One group that will be hit is family carers who receive carer’s allowance and work 16 hours on the minimum wage to supplement their benefit of £62. There are 689,000 carers in that position. Carers UK says that all carers who claim carer’s allowance and working tax credit will lose out under the tax credit proposals. I know that my hon. Friend cares about these things, but it seems that Government Members do not.
I am grateful to my hon. Friend for that intervention. She does tremendous work in respect of carers and I understand exactly what she is saying.

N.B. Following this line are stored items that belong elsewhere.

PR #269, opened 2021-04-01
Immune escape v2

annecori:
builds on [https://github.com/mrc-ide/sircovid/pull/262](https://github.com/mrc-ide/sircovid/pull/262)

Current issues that need dealing with: 

- [x] Check whether we need the R (recovered) in the reproduction number calculation - can we ignore and set to NULL for single strain - or is that already the case? 

Series of failing tests:

- [x] the usual number not exactly matching in here:
test_file("./tests/testthat/test-carehomes-support.R")

- [x] ## annotated but not totally fixed:
test_file("./tests/testthat/test-carehomes-multistrain.R")
test_file("./tests/testthat/test-carehomes-rt.R")
test_file("./tests/testthat/test-carehomes-pmcmc.R") 

- [x] ## this requires fixing future beta - may require help from @lwhittles and @richfitz  who wrote those functions in the first place
test_file("./tests/testthat/test-support.R")


R/carehomes.R
```diff
@@ -186,10 +187,18 @@ NULL
 ##'   rate is used for all age groups; if a vector of values if used it should
 ##'   have one value per age group.
 ##'
-##' @param model_pcr_and_serology_user A value of 1 or 0 so switch on or off the
+##' @param model_pcr_and_serology A value of 1 or 0 so switch on or off the
```
richfitz, line 190: can you let Ed know you changed that, I think he's changing this too soon

R/utils.R
```diff
@@ -193,3 +193,19 @@ gamma_mucv2shapescale <- function(mu, cv) {
   scale <- mu * cv^2
   list(shape = shape, scale = scale)
 }
+
+
+mirror <- function(x) c(x, rev(x))
```
richfitz, line 198:
```suggestion
mirror <- function(x) {
  c(x, rev(x))
}
```

richfitz: I also wonder if this should be `mirror_strain()` unless this will be useful elsewhere

R/utils-assert.R
```diff
@@ -66,11 +66,19 @@ assert_proportion <- function(x, name = deparse(substitute(x))) {
...
+
   assert_relatives <- function(x, name = deparse(substitute(x))) {
     if (x[[1]] != 1) {
       stop(sprintf("'%s[[1]]' must be 1", name), call. = FALSE)
     }
     assert_non_negative(x, name)
     invisible(x)
  }
+
+  assert_01 <- function(x, name = deparse(substitute(x))) {
```
richfitz, line 78: How about accepting logical too?

richfitz (changes requested):
I can't speak to the epi, but the code looks fine. I am concerned about the possibility of future changes to the rt calculation, but nothing you can easily do about that. A few minor changes throughout

R/utils-assert.R
RaphaelS1: Does odin accept logicals? I guess as.integer works on logicals too

richfitz: yes, that was my thought. you'll still pass 0/1 to odin, but at the R level could accept FALSE/TRUE and run them through as.integer

inst/odin/carehomes.R
```diff
@@ -1458,10 +1545,18 @@ initial(react_pos) <- 0
...
-## prob_strain gives probability of an infection in group i being of strain j
-initial(prob_strain[, ]) <- 0
-dim(prob_strain) <- c(n_groups, n_strains)
-update(prob_strain[, ]) <- lambda[i, j] / sum(lambda[i, ])
+## grp_prob_strain is probability of an infection in group i being of strain j
+## prob_strain is probability of an infection being of strain j
+grp_prob_strain[, ] <- lambda[i, j] / sum(lambda[i, ])
+dim(grp_prob_strain) <- c(n_groups, n_real_strains)
+
+tmp_prob_strain <- sum(lambda[, 1]) / sum(lambda[, ])
```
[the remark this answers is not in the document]
RaphaelS1: No it's called tmp because it's used once in line below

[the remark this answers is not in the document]
RaphaelS1: Updated in https://github.com/mrc-ide/sircovid/pull/272

R/utils-assert.R
RaphaelS1: Updated in https://github.com/mrc-ide/sircovid/pull/272

inst/odin/carehomes.R
```diff
@@ -456,16 +516,31 @@ n_EI_P_next_vacc_class[, , ] <- n_EE_next_vacc_class[i, j, k_E, k] -
...
   n_EE[i, j, k, l] -
   n_EE_next_vacc_class[i, j, k, l] -
   n_E_next_vacc_class[i, j, k, l] +
-  (if (l == 1) n_E_next_vacc_class[i, j, k, n_vacc_classes] else
-    n_E_next_vacc_class[i, j, k, l - 1]) +
-  (if (k == 1) (if (l == 1) n_SE_next_vacc_class[i, j, n_vacc_classes] else
-    n_SE_next_vacc_class[i, j, l - 1]) else
-      (if (l == 1) n_EE_next_vacc_class[i, j, k - 1, n_vacc_classes] else
-        n_EE_next_vacc_class[i, j, k - 1, l - 1]))
+  (if (l == 1)
```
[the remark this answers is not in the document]
RaphaelS1: Not sure from my side

R/utils-assert.R
```diff
@@ -66,11 +66,19 @@ assert_proportion <- function(x, name = deparse(substitute(x))) {
   }
   invisible(x)
 }
-  
+
```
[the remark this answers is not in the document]
RaphaelS1: Updated in #272

inst/odin/carehomes.R
```diff
@@ -42,7 +44,9 @@ n_I_P_vaccinated[, ] <-
   sum(n_II_P_next_vacc_class[i, , , j])
 dim(n_I_P_vaccinated) <- c(n_groups, n_vacc_classes)
 n_R_vaccinated[, ] <-
-  sum(n_R_next_vacc_class[i, , j]) + sum(n_RS_next_vacc_class[i, , j])
+  sum(n_RR_next_vacc_class[i, , j]) +
```
annecori, line 47: I would perhaps rename n_RR_next_vacc_class to n_R_next_vacc_class as they move vaccination class but they don't move from R to the next R compartment which the current name suggests I think.

inst/odin/carehomes.R
```diff
@@ -356,37 +363,84 @@ n_II_P[, , , ] <- n_I_P_progress[i, j, k, l] -
...
+
+## 1) R -> S vaccine progression
+n_RS_next_vacc_class[, , ] <- if (n_vacc_classes == 1) 0 else
+  rbinom(n_RS[i, j, k], p_R_next_vacc_class[i, j, k])
+n_RS_same_vacc_class[, , ] <- n_RS[i, j, k] - n_RS_next_vacc_class[i, j, k]
+## 2) R -> E vaccine progression
+n_RE_next_vacc_class[, , ] <- if (n_vacc_classes == 1) 0 else
+  rbinom(n_RE[i, j, k], p_R_next_vacc_class[i, j, k])
+n_RE_same_vacc_class[, , ] <- n_RE[i, j, k] - n_RE_next_vacc_class[i, j, k]
+## 3) R -> R vaccine progression
```
annecori, line 431: for all that section 3) R->R I would probably keep the code as it was: I don't think you need `n_RR` at all as we don't have sequential R compartments. So we just need to know how many people in R get vaccinated and stay in R, and that's exactly what we had before. So I don't think we need the extra variables `n_RR` and `n_RR_same_vacc_class`, and I think we can keep the simpler (and I think less misleading naming) of `n_R_next_vacc_class` rather than `n_RR_next_vacc_class`

R/carehomes.R
```diff
@@ -186,10 +187,18 @@ NULL
...
 ##'   flows out of T_PCR_neg and T_sero_neg and the corresponding cap on the
 ##'   number of individuals leaving the R compartments
 ##'
+##' @param model_super_infection A value of 1 or 0 so switch on or off
```
annecori, line 194: could do this later but would be good to add some examples showing how to set parameters for the multi strain model

tests/testthat/test-carehomes-multistrain.R
```diff
@@ -453,49 +610,162 @@ test_that("Cannot calculate Rt for multistrain without correct inputs", {
...
+              "Expect elements of Rt to have dimensions")
 })
 
 
 test_that("Can calculate Rt with an empty second variant ", {
   ## Run model with 2 variants, but both have same transmissibility
   ## no seeding for second variant so noone infected with that one
   p <- carehomes_parameters(sircovid_date("2020-02-07"), "england",
-                            strain_transmission = c(1, 1))
+                            strain_transmission = c(1, 0),
```
annecori, line 759: I think this slightly changes the nature of the test - why did you have to set the second element of strain_transmission to zero? should still work with 1?

tests/testthat/test-carehomes-multistrain.R
```diff
@@ -517,38 +790,62 @@ test_that("Can calculate Rt with an empty second variant ", {
...
 test_that("Can calculate Rt with a second less infectious variant", {
   ## seed with 10 cases on same day as other variant
-
   p <- carehomes_parameters(sircovid_date("2020-02-07"), "england",
                             strain_transmission = c(1, 0.1),
                             strain_seed_date =
                               sircovid_date(c("2020-02-07", "2020-02-08")),
-                            strain_seed_rate = c(10, 0))
+                            strain_seed_rate = c(10, 0),
+                            strain_rel_severity = c(1, 0.8),
```
annecori, line 839: I would keep the severity for another test and keep it to the default c(1,1) in this one

tests/testthat/test-carehomes-multistrain.R
```diff
@@ -570,25 +870,26 @@ test_that("Can calculate Rt with a second less infectious variant", {
...
+  mod$set_index(c(index_S, index_R))
   y <- mod$simulate(steps)
 
-  rt_1_single_class <- carehomes_Rt(steps, y[, 1, ], p)
-  rt_all_single_class <- carehomes_Rt_trajectories(steps, y, p)
+  S <- y[1:19, , ]
+  R <- y[20:38, , ]
+
+  rt_1_single_class <- carehomes_Rt(steps, S[, 1, ], p, R = R[, 1, ])
+  rt_all_single_class <- carehomes_Rt_trajectories(steps, S, p, R = R)
```
annecori, line 888: I would rescue the comment you deleted here

tests/testthat/test-carehomes-multistrain.R
```diff
@@ -1134,13 +1493,15 @@ test_that("Lower rate variant has higher Rt", {
...
   prob_strain <- y[index_prob_strain, , ]
 
-  rt_1_all <- carehomes_Rt_trajectories(steps, S, p, prob_strain)
+  rt_1_all <- carehomes_Rt_trajectories(steps, S, p, prob_strain, R = R,
+                                        weight_Rt = TRUE)
 
   ## Rt should be higher (or equal) for the two variant version
-  expect_true(all(rt_1_all$Rt_all <= rt_15_all$Rt_all))
-  expect_true(all(rt_1_all$Rt_general <= rt_15_all$Rt_general))
+  expect_true(all(rt_1_all$Rt_all - 0.001 <= rt_15_all$Rt_all))
```
annecori, line 1503: could perhaps replace with your nicer function

tests/testthat/test-carehomes-multistrain.R
```diff
@@ -1476,32 +1850,148 @@ test_that("G_D empty when p_G_D = 0", {
...
+  set.seed(1)
+  y <- mod$transform_variables(
+    drop(mod$simulate(steps)))
+  expect_true(any(y$E[, 1, , , , 2] > 0))
+  expect_true(any(y$E[, 2, , , , 2] > 0))
+  expect_true(all(y$E[, 3:4, , , , 2] == 0))
+})
+
+
+test_that("Everyone in R1 when strain_transmission = c(1, 0)", {
```
annecori, line 1908: I would rename "Nobody in R2-R4" rather than "Everyone in R1"

tests/testthat/test-carehomes-multistrain.R
```diff
@@ -1476,32 +1850,148 @@ test_that("G_D empty when p_G_D = 0", {
...
+  y <- mod$transform_variables(
+    drop(mod$simulate(steps)))
+
+  expect_true(all(y$S[, , , 85] == 0))
+  expect_true(all(y$R[, 2:4, , , 85] == 0))
+  expect_false(all(y$R[, 1, , , 85] == 0))
+})
+
+
+test_that("Can only move from R3 and R4 to S", {
```
annecori, line 1934: I would rename the test "Can only move to S from R3 and R4" ( you can move to S from R1 and R2)

tests/testthat/test-carehomes-multistrain.R
```diff
@@ -1476,32 +1850,148 @@ test_that("G_D empty when p_G_D = 0", {
...
+    drop(mod$simulate(steps)))
 
-  # Strain 1
-  expect_false(all(y[index_G_D_strain_1, , ] == 0))
-  expect_false(all(y[index_G_D_strain_1, , ] == 0))
-  # Strain 2
-  expect_true(all(y[index_G_D_strain_2, , ] == 0))
-  expect_true(all(y[index_G_D_strain_2, , ] == 0))
+  expect_true(all(y$R[, 1:2, , 450] == 0))
+  expect_false(all(y$R[, 3:4, , 450] == 0))
```
annecori, line 1996: I was going to suggest you could do better than this and check that the sum of individuals in R[3:4] at last time step is equal to the total population (p$N_tot), or not far off. But when I checked this locally, turns out there is almost noone in R[4], and that remains true even when I set strain_seed_rate to something crazy high. So I am not sure the seeding works properly... This needs checking

tests/testthat/test-carehomes-pmcmc.R
```diff
@@ -214,7 +214,7 @@ test_that("can combine rt calculations over trajectories without reordering", {
 test_that("adding incidence adds appropriate states - nested", {
   dat <- reference_data_mcmc()
   dat$trajectories$state <- array(
-    dat$trajectories$state, c(129, 11, 2, 32),
+    dat$trajectories$state, c(111, 11, 2, 32),
```
annecori, line 217: why has this changed? just curious?

RaphaelS1: I believe because prob strain went from along groups (19) to not (1) so 18 difference

tests/testthat/test-carehomes-multistrain.R
RaphaelS1: Found the same, which is why the values are set so high

tests/testthat/test-carehomes-multistrain.R
annecori: "## Rt should be lower (or equal) for the two variant version"

richfitz (approved):

R/carehomes_rt.R
```diff
@@ -347,69 +463,52 @@ carehomes_Rt_mean_duration_weighted_by_infectivity <- function(step, pars,
...
   ## Account for different infectivity levels depending on vaccination stage
-
   mean_duration <- mean_duration *
     outer(outer(pars$rel_infectivity, rep(1, n_time_steps)), rep(1, n_strains))
 
+  ## Account for different infectivity levels depending on strain
+  mean_duration <-
+    aperm(aperm(mean_duration, c(4, 1, 2, 3)) * pars$strain_transmission,
+          c(2, 3, 4, 1))
+
```
edknock, line 508: Not sure I understand what is going on with the `aperm`s here, so maybe useful to have a bit more commenting?

RaphaelS1: Fixed in https://github.com/mrc-ide/sircovid/pull/272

My hon. Friend will be interested in the case of my constituent Linda Harper, whose medical needs mean that she requires help and support in some areas of her life. Despite needing the unpaid care of her husband, who also has a job, Linda’s determination recently saw her battle against her condition to open her own craft store in the local town centre. Although the business does not yet turn a profit, she is succeeding in building a customer base and is contributing to the community by running classes, teaching others the skills of her craft and hosting social groups that add value to the lives of those who participate.

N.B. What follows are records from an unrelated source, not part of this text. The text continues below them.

PR #271, opened 2021-04-08
Relax waning immunity restrictions

edknock:
Removing the `model_pcr_and_serology_user` parameter, and no longer restricting waning immunity by capping with the numbers in `T_sero_neg` and `T_PCR_neg`.

Note we are now no longer removing individuals from `T_sero_neg` and `T_PCR_neg` so `N_tot2` and `N_tot3` can increase when waning immunity is allowed.

These compartments are not used in the likelihood calculation - we just use `N_tot_16_64` and `N_tot_react` as the denominator. One issue is that it is now possible to have more "people" in the seropositive compartment than in the population, i.e. `model_sero_pos > N_tot_16_64` - to deal with this I have capped `model_sero_pos` in the compare with `N_tot_16_64` to avoid a binomial probability > 1. I have also done similarly for the PCR positives in the compare. I would expect we are highly unlikely to encounter this case in practice though - it would require faster waning immunity than waning PCR or sero positivity and high rates of infection.


tests/testthat/test-carehomes-vaccination.R
```diff
@@ -1276,12 +1265,39 @@ test_that("N_tot, N_tot2 and N_tot3 stay constant with vaccination", {
 })
 
 
-test_that("N_tot, N_tot2, N_tot3 are constant with vaccination and k > 1", {
+test_that("N_tot stays constant with vaccination and waning immuity, while
```
annecori, line 1268: typo in "Immunity"

annecori (approved):

PR #272, opened 2021-04-08
Efficacy by strain v2

RaphaelS1:


inst/odin/carehomes.R
```diff
@@ -1511,18 +1510,15 @@ update(react_pos) <- sum(new_T_PCR_pos[2:18, , , ])
 
 ## grp_prob_strain is probability of an infection in group i being of strain j
 ## prob_strain is probability of an infection being of strain j
-grp_prob_strain[, ] <- lambda[i, j] / sum(lambda[i, ])
-dim(grp_prob_strain) <- c(n_groups, n_real_strains)
+grp_prob_strain[, , ] <- lambda_susc[i, j, k] / sum(lambda_susc[i, , k])
```
annecori, line 1513: it would be good to discuss this with @edknock. I am not sure we want to weigh this by the relative susceptibility.

inst/odin/carehomes.R
```diff
@@ -1511,18 +1510,15 @@ update(react_pos) <- sum(new_T_PCR_pos[2:18, , , ])
...
+dim(grp_prob_strain) <- c(n_groups, n_real_strains, n_vacc_classes)
 
-tmp_prob_strain <- sum(lambda[, 1]) / sum(lambda[, ])
+prob_strain_1 <- sum(lambda_susc[, 1, ]) / sum(lambda_susc[, , ])
```
annecori, line 1516: same here @edknock

inst/odin/carehomes.R
annecori: actually I'm pretty sure this should be using lambda not lambda_susc as it ignores how many susceptible are in each vaccination class

annecori (changes requested):
This looks fine to be except I think that prob_strain should be calculated as before using lambda not lambda_susc

edknock (approved):

annecori (approved):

Linda represents the attitudes that the Conservative Government claim they want to promote. She is hard working, persevering and enterprising. Let us not forget that the Conservative manifesto at the general election promised to improve the lives of
“the millions who work hard, raise their families, care for those who need help, who do the right thing”.

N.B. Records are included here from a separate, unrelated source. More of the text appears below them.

PR #279, opened 2021-04-12
Cleanup assertions and vectorised expectations

### LINKED ISSUE #274: Cleanup assertions and expect_ functions
Currently some assertions only work for scalars (e.g. have `&&` or `||` in them) whereas others are vectorised; it would probably be cleanest to either vectorise all of them (as we have `assert_scalar` when needed) or to have a set of scalars and a set for vectors.

Similarly, I've started adding a few vectorised `expect_` tests because most of our tests are things like `expect_true(all(x == y))` but it would be cleaner to have a vectorised `expect_equal`, e.g. `expect_v_equal(x, 0)` which internally calls the same thing; I've already done this for lt, gt, lte, gte, and included rounding and tolerance levels as that tends to be pretty common too

Fairly low priority though...

RaphaelS1:
Closes #274

### DIFF
--- a/R/utils-assert.R
+++ b/R/utils-assert.R
@@ -67,6 +67,7 @@ assert_proportion <- function(x, name = deparse(substitute(x))) {
   invisible(x)
 }
 
+
 assert_relatives <- function(x, name = deparse(substitute(x))) {
   if (x[[1]] != 1) {
     stop(sprintf("'%s[[1]]' must be 1", name), call. = FALSE)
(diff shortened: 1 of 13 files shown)


R/utils-assert.R
```diff
@@ -77,8 +78,8 @@ assert_relatives <- function(x, name = deparse(substitute(x))) {
 
 
 assert_logical <- function(x, name = deparse(substitute(x))) {
-  if (!(x %in% 0:1 || is.logical(x))) {
-    stop(sprintf("'%s' must be logical or in {0, 1}", name), call. = FALSE)
+  if (!all(x %in% 0:1 | is.logical(x))) {
```
richfitz, line 81: is.logical applies to whole vector so should use `||`; how about:

```suggestion
  if (!(all(x %in% 0:1) || is.logical(x))) {
```

richfitz (changes requested):
small change here

richfitz (approved):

Yet, when the Government’s changes come into effect, Linda estimates that she stands to lose £2,000 a year. Paying her mortgage and putting food on the table will become significantly harder and the viability of her businesses will be severely challenged.
The Government say that their demand for employers to pay people more and their tax cuts will help to restore the money that people lose from their tax credits. That is absolute nonsense. I put the following questions to the Minister. What will happen to public sector workers and self-employed people on low incomes? How can the employees of local authorities, health trusts and other public sector employers make up their income by increasing pay when the Government have said that they cannot give increases beyond 1%? How will a person who relies on tax credits and who earns less than £10,000 a year benefit from an increase in the tax threshold? How will a self-employed person with earnings of £6,000 a year give themselves a pay rise to fill the gap in their income caused by the loss of tax credits? How will a small business fulfil the Government’s promise of higher wages when it is already struggling to survive? The answers are simple: public sector workers will continue to see drastic cuts to their incomes and standard of living; self-employed individuals will be left to their own devices; and small businesses will pay people off because they cannot afford to keep them.
I am alarmed to hear that, despite the reservations of many Conservative Members, the Prime Minister and the Chancellor have no intention of halting these cuts. Perhaps the 70 or so Conservative Members whose majorities are smaller than the number of people in their constituencies who claim tax credits will have more to say about that in future. Several million people hope so.